We all look round to see the guy head straight for the disabled loo in the corner. A few seconds later, there’s the sound of seventeen mating water buffalo coming out of there. Fax is horrified. Joanne is horrified. The audience are confused and horrified. I’m pissed and horrified. Lee is, I dunno, a plasterer.

Joanne grabs her skirts and whirls up to the door. She bangs on it furiously.

‘What the fuck do you think you’re doing!’

‘Aye I’ll be out in a minute!’

Another big fat guy appears from behind the curtain. Judging by their expressions, some of the audience think this is part of the show. I don’t think it is. ‘Alan? Alan are you in here pal?’

‘I’m having a shite Frank, leave mine on the bar.’

‘Frank’ shrugs and disappears. ‘Alan’ starts up with the water buffalo noises again.

Joanne bangs on the door again. ‘You fucking come the fuck out of there right fucking now!’

‘Fucking hell lassie I’ll be out in a minute, I just told you!’

I’ll be honest, I wasn’t expecting Joanne to lose her shit over someone trying to lose their shit. She grabs a vacant chair and stats trying to break the toilet door down. This suggests to Alan that maybe he should come out.

‘Fucking hell what’s your problem? I was just using the fucking toilet! What’s the matter with you? Time of the month?’

At this point, Alan has two problems facing him. Firstly, he doesn’t realise that Joanne is capable of killing a man at fifty paces when Fax is upset. Secondly, Alan has a ponytail. The next thing we know, Joanne has grabbed this ponytail and is either trying to drag him out of the room, or trying to pull all the remaining hair out of his head, to punish him for interrupting Fax’s genius. My money’s on both.

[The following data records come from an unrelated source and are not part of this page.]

PR #3168, opened 2026-08-27
fix(terminal): send IME commits and short pastes per character

### LINKED ISSUE #3077: [Feature] 连接奇安信堡垒机，无法进行中文输入
### Problem / pain point

Image

用Netcatty连接奇安信堡垒机的时候，搜索关键字的时候，无法键入中文，键入后不显示，按回车就是取消搜索

### Proposed solution

能否支持奇安信堡垒机中文输入

### Alternatives considered

None

### Related area

SSH / terminal

### Before submitting

binaricat:
## Summary

Fixes #3077. On QAX (奇安信) bastion hosts, an IME commit of two or more hanzi and a pasted Chinese string both vanish at the bastion's "输入搜索关键字" prompt, while typing the same characters one at a time works. This PR splits multi-character plain text at the send boundary so those payloads leave the renderer as per-character writes.

## Type of Change

- [x] Bug fix
- [ ] New feature
- [ ] Refactor / code cleanup
- [ ] Documentation update
- [ ] Build / CI change

## Related Issue (optional)

Fixes #3077

## Changes Made

Diagnosis: the bastion treats one SSH channel write as a single keystroke and drops any multi-character chunk entirely - not even the first character shows. Single hanzi typed one at a time works, an IME commit of 2+ characters in one write shows nothing, pasting Chinese shows nothing, encoding (UTF-8 vs GB18030) is irrelevant, and normal server shells are unaffected. Xshell works there because it sends one write per keystroke, which matches the reporter's own suggestion of sending the text "逐个接收、然后逐个发给堡垒机命令行". Netcatty sent an IME commit as one write: xterm `onData` → `handleTerminalInputData` → `terminalBackend.writeToSession` → IPC → one `stream.write` of the whole string in the terminal bridge. I verified the bridge has no coalescing queue for interactive input: each non-automated IPC write maps to exactly one channel write, only ordered by the interceptor promise chain, so a renderer-side split reaches the wire as separate writes.

What the change does, renderer-side only (no new settings, no UI, no main-process changes):

- New `components/terminal/runtime/terminalPerCharacterInput.ts` holds the decision logic. `handleTerminalInputData` gained a `perCharacterWrites` option and its write site now iterates `getTextInputWireChunks(outData, ...)` - one chunk per Unicode code point, never per UTF-16 code unit, so surrogate pairs stay intact. Every chunk carries the same `{ sensitive }` options as the original single write.
- IME commits: the non-kitty literal-glyph paths (`commitImeTextInput` fallbacks and the committed-composition fallback in `term.onData`) split whenever the committed text has more than one code point.
- Short raw pastes: a raw `onData` payload with no escape sequence at all and at most 32 characters goes out per character; longer raw pastes keep today's single write. 32 characters covers the second reported failure (pasting a host name or a few hanzi into the search prompt) without degrading bulk pastes.
- Escape sequences are never split: anything containing `\x1b` keeps the single-write behavior, which leaves bracketed paste (`\x1b[200~`), negotiated Kitty CSI-u associated text, forwarded Kitty key sequences, and terminal reports exactly as they are today. Bastions don't negotiate Kitty, so those paths are untouched.
- Bookkeeping still sees the original payload exactly once: command buffer, script recorder, autocomplete, sudo autofill, scroll suppression, and broadcast all keep operating on the unsplit string. Broadcast peers still receive the original string once instead of N characters.

## Screenshots / Demo

No UI change. Behavior: on a strict bastion prompt, an IME commit of "中国" now reaches the wire as two writes (`中`, then `国`) instead of one write of "中国", and a pasted short hostname or Chinese string goes out character by character.

## Testing

- [x] Tests pass (`npm test`)

Note on the two unchecked boxes: end-to-end verification against the actual QAX bastion isn't possible for us - we cannot reach the reporter's host, and the issue thread shows the owner hit the same wall. The approach is the one the reporter proposed, so this PR needs their confirmation on that bastion. `npm test` results are identical to `main` apart from the new tests: the 8 failures in `packages/plugin-cli` packing/archive tests and `electron/bridges/sshAlgorithms.test.cjs` reproduce on a clean checkout of `main` in this environment and are unrelated.

New tests: `terminalPerCharacterInput.test.ts` covers the splitter (surrogate pairs stay on one write), the IME rule, the raw-paste cap at 32 characters, and the rule that anything containing an escape sequence never splits. `createXTermRuntime.test.ts` adds wiring assertions that the write loop reuses the same options, that the Kitty CSI-u and forwarded-key paths are not flagged for splitting, and that bookkeeping/broadcast keep the unsplit payload. Existing tests that pinned the exact single-write call shape (`terminalInterceptorInputSafety.test.ts`, `terminalImeTextInput.test.ts`, `shiftEnterText.test.ts`) were updated to the chunked form they now assert.

Remaining known path: the compose bar / snippet runner sends programmatic input through the `automated` write path with its own line-delay machinery, so a single long line from there is still one write. I left it alone since it is a different surface than the reported one, but it is the next place to apply the same split if the reporter still sees this when sending via the compose bar.

## Checklist

### DIFF
--- a/components/terminal/runtime/createXTermRuntime.test.ts
+++ b/components/terminal/runtime/createXTermRuntime.test.ts
@@ -966,3 +966,52 @@ test("alternate-screen history preview falls back to the captured session output
   assert.match(source, /outputHistory\.getPreviewRows\(\{/);
   assert.match(source, /nextOutputHistoryPreviewTop\(/);
 });
+
+test("multi-character plain text goes out as per-character writes (#3077)", async () => {
+  const { readFileSync } = await import("node:fs");
+  const source = readFileSync(new URL("./createXTermRuntime.ts", import.meta.url), "utf8");
+
+  // Strict bastion prompts (QAX) treat one channel write as one keystroke and
+  // drop multi-character chunks, so IME commits and short raw pastes must be
+  // sent one character per write instead of one write per commit.
+  assert.match(source, /perCharacterWrites\?: boolean/);
+  assert.match(
+    source,
+    /getTextInputWireChunks\(outData, options\?\.perCharacterWrites === true\)/,
+  );
+  // Every chunk carries the same write options as the original single write.
+  const writeLoopIdx = source.indexOf("for (const chunk of getTextInputWireChunks(outData");
+  assert.ok(writeLoopIdx >= 0);
+  const writeLoop = source.slice(writeLoopIdx, writeLoopIdx + 320);
+  assert.match(writeLoop, /for \(const chunk of/);
+  assert.match(writeLoop, /writeToSession\(id, chunk, \{ sensitive \}\)/);
+
+  // IME commits split the committed glyph, not the Kitty CSI-u encoding.
+  assert.match(
+    source,
+    /handleTerminalInputData\(text, \{ perCharacterWrites: shouldSplitImeTextInputForWire\(text\) \}\)/,
+  );
+  // Raw onData (unbracketed paste / committed composition) uses the capped
+  // raw-paste rule; the composition fallback uses the uncapped IME rule.
+  assert.match(
+    source,
+    /handleTerminalInputData\(data, \{ perCharacterWrites: shouldSplitRawPasteInputForWire\(data\) \}\)/,
+  );
+  assert.match(
+    source,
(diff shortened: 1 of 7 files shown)


binaricat:
@codex review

‘Ow Jesus Christ Ow! You fucking mental bitch!’

Alan might have put up more of a fight had he been sober, or had he not been in shock at this skinny 5-and-a-half-foot hippy daring to drag him along by his hair. As it is, he allows himself to be led back to the curtain then pushed through it.

Joanne returns to her seat like nothing’s happened. The audience starts cheering her, although a couple of them look like they’re doing it out of fear. She blows a kiss to Fax, who simpers at her then carries on with his ‘oppressed in Asda’ nonsense. A couple of people start to laugh where they think the punchlines might be, and I notice they’re looking nervously at Joanne as they laugh.

Because of this threat to the audience members’ lives and hair, the rest of Fax’s show gives the outward appearance of being a proper comedy show. Anyone in the other room (apart from Alan, obviously) would have thought Fax was hilarious, and not that the audience were scared Joanne would rip their nipples off. To my astonishment, a few people actually put a fiver in the bag Joanne is holding at the door. I notice they don’t hang around.

‘Yay you were amazing!’ screeches Joanne when everyone’s gone.

‘I couldn’t have done it without you’ wibbles Fax. Never has a truer word been spoken. They go off to the bar to celebrate with a pint of what sounds like ‘Pisswazzer’. Me and Lee sit there looking at each other for a minute.

‘Well?’ is all I can think to say to him?

He downs his drink. ‘I can honestly say I’ve never seen a show like it.’